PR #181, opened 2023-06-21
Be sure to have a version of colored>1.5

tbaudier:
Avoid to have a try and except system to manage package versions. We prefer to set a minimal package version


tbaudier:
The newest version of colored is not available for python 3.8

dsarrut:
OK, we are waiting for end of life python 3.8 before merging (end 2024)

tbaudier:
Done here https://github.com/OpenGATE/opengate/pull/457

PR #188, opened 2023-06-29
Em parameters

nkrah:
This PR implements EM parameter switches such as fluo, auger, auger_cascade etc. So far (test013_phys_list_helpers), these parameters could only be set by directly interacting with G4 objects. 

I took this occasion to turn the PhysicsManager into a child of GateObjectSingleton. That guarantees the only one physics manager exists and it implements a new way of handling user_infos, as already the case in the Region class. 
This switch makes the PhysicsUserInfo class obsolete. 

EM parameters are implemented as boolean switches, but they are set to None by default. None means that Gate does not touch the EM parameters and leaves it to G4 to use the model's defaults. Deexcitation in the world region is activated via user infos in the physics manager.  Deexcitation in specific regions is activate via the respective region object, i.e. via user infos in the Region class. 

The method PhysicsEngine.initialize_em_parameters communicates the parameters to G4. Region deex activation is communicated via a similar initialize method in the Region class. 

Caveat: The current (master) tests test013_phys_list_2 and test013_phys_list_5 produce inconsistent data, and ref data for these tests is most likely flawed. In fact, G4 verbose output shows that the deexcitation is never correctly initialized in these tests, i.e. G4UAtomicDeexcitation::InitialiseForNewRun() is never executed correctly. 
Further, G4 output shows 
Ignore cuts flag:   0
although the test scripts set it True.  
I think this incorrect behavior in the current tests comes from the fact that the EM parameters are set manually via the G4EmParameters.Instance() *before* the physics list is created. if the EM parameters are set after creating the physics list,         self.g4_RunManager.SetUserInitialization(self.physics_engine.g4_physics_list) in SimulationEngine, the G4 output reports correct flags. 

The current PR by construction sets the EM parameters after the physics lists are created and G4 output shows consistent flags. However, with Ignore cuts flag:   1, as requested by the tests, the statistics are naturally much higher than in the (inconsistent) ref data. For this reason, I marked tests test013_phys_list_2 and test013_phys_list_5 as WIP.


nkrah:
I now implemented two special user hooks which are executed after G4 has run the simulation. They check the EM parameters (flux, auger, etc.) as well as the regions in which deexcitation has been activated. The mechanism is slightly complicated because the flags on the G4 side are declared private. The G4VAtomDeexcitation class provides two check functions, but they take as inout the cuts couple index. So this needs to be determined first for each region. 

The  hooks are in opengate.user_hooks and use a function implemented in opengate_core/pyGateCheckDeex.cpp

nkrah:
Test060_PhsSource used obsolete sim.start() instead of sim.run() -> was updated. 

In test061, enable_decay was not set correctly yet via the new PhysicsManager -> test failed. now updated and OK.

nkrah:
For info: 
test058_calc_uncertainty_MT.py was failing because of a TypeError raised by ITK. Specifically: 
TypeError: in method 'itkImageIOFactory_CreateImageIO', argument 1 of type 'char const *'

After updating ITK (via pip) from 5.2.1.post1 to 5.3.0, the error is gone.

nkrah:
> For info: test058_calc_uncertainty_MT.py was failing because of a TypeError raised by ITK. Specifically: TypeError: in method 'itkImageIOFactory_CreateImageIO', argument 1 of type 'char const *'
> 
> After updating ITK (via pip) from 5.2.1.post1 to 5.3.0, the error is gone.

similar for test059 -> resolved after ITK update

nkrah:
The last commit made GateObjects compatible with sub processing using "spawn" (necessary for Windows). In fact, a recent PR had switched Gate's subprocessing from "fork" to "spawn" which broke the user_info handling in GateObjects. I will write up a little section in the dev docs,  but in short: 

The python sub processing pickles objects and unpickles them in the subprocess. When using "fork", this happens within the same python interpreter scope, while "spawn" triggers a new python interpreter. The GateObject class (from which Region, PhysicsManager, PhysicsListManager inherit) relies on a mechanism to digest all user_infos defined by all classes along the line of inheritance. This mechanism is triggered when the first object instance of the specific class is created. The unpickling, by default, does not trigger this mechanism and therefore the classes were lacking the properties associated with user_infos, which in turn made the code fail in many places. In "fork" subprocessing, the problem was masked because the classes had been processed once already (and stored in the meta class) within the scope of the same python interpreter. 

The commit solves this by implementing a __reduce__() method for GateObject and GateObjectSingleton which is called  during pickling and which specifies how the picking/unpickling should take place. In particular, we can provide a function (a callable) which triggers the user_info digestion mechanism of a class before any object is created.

Exercise prompt: Your answer should be a single number: the count of lines in the listing that contain the word "auger".

Exercise output: 2